— Exercise details —
Review the material line by line. Identify and copy every line that contains the string "quite".

— Data extracts —
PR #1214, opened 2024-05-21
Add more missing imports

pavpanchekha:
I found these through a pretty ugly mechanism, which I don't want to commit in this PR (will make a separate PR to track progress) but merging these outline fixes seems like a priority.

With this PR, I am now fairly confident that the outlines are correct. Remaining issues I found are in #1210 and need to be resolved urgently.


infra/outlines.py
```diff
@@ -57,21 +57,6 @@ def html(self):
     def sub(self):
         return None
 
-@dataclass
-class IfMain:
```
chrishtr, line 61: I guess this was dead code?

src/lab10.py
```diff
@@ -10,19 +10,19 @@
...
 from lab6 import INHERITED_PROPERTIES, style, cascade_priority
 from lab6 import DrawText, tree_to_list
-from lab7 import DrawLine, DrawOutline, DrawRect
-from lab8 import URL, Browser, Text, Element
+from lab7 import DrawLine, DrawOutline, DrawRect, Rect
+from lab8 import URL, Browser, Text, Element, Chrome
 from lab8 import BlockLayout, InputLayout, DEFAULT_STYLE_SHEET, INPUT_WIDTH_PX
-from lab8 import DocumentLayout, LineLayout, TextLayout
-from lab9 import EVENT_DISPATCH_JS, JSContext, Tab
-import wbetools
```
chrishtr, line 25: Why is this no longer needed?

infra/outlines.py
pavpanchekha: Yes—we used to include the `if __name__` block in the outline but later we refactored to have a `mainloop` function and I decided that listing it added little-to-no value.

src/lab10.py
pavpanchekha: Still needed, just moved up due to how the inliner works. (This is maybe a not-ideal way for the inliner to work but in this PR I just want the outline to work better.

* * *

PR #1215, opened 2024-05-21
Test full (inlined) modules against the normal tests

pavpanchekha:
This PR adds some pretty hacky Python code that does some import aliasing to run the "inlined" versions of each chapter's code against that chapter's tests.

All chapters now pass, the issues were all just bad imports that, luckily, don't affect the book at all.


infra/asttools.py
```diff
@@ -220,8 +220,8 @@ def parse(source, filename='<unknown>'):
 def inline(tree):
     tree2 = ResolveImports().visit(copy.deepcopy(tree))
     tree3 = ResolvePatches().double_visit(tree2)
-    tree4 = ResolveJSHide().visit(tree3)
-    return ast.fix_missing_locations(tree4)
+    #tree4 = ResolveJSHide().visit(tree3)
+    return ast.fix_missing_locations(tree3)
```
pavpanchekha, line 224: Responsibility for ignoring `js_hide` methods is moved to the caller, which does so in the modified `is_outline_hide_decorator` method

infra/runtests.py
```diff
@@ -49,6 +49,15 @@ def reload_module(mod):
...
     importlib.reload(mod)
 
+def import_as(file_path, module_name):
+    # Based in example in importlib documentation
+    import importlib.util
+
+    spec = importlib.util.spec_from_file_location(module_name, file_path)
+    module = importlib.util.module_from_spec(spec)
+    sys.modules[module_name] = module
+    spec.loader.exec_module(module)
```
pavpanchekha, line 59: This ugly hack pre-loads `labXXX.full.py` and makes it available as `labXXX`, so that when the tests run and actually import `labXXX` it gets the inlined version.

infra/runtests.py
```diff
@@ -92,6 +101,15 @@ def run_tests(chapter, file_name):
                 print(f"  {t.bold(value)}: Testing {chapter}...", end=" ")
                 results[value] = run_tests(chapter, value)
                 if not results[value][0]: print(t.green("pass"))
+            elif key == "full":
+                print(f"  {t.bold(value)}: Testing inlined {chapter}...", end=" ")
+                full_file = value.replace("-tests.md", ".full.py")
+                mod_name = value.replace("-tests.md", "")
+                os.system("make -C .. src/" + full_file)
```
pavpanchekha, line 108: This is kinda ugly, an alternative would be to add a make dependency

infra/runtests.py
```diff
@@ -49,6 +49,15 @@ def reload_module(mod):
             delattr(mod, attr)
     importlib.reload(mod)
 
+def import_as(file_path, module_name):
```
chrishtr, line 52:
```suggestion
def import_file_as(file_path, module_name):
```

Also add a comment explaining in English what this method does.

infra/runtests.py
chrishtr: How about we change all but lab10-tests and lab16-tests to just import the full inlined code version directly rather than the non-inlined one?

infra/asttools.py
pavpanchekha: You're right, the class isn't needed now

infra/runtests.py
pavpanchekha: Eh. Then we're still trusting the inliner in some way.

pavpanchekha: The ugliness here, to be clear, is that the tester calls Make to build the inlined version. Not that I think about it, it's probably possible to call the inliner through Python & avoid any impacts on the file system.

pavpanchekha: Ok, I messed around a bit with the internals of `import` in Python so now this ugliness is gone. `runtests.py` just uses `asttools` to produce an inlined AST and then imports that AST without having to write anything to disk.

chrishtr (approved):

---

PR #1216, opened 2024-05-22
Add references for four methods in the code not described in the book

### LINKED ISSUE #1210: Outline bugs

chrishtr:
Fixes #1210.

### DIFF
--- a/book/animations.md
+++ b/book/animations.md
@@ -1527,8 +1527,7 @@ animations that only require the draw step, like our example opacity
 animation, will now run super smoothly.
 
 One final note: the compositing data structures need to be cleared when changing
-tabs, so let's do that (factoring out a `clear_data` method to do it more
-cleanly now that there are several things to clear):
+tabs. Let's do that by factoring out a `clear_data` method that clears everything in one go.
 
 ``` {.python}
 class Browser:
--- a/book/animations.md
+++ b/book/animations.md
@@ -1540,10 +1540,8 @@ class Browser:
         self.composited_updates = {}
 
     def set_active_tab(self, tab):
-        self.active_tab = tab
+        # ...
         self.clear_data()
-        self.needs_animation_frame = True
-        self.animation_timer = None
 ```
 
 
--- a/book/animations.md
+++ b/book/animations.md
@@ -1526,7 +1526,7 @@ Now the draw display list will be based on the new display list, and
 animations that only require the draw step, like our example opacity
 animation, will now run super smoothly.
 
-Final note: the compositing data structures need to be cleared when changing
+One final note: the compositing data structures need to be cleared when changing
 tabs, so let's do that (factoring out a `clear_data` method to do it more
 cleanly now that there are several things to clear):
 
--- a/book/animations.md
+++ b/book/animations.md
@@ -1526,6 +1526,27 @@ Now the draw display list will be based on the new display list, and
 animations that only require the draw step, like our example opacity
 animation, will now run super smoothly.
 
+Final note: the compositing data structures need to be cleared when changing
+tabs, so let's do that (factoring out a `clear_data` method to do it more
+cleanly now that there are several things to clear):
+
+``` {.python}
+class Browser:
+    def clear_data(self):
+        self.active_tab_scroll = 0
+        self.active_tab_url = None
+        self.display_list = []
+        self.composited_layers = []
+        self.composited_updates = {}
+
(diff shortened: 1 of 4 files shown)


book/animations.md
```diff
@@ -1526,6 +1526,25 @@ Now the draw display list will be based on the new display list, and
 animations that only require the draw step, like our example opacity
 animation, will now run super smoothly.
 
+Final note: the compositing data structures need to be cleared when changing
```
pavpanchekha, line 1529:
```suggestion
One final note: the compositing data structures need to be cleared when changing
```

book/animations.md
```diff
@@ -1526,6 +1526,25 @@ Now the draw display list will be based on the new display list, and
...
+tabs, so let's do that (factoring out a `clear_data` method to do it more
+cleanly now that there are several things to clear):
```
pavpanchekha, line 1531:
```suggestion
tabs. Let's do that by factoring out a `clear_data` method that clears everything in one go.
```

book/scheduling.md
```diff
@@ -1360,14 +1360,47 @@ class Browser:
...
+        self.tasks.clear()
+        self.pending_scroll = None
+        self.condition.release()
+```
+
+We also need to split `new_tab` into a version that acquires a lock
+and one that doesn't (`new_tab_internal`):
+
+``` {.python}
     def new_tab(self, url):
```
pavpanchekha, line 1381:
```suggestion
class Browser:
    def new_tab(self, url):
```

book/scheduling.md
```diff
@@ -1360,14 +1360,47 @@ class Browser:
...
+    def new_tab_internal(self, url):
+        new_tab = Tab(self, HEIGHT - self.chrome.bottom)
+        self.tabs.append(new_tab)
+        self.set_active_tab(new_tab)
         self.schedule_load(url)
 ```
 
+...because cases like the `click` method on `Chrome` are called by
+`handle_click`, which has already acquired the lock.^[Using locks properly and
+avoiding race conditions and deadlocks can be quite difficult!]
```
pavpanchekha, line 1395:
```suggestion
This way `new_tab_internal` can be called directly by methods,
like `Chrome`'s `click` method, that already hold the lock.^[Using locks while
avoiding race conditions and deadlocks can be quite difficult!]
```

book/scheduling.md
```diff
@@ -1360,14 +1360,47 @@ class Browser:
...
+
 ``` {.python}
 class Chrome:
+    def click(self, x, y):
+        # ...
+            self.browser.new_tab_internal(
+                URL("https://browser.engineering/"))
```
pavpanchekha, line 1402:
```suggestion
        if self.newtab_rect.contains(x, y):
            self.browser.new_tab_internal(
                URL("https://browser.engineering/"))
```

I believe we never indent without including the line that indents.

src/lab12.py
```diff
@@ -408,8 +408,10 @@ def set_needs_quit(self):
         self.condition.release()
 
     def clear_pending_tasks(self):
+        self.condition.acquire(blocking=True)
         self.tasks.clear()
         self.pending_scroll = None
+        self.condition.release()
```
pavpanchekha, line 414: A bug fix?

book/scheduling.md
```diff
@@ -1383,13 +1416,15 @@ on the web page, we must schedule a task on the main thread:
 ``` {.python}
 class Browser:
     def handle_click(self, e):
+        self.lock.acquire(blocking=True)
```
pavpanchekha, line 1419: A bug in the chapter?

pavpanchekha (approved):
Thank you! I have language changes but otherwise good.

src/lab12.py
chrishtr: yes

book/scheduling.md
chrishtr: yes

— Exercise response —
+avoiding race conditions and deadlocks can be quite difficult!]
avoiding race conditions and deadlocks can be quite difficult!]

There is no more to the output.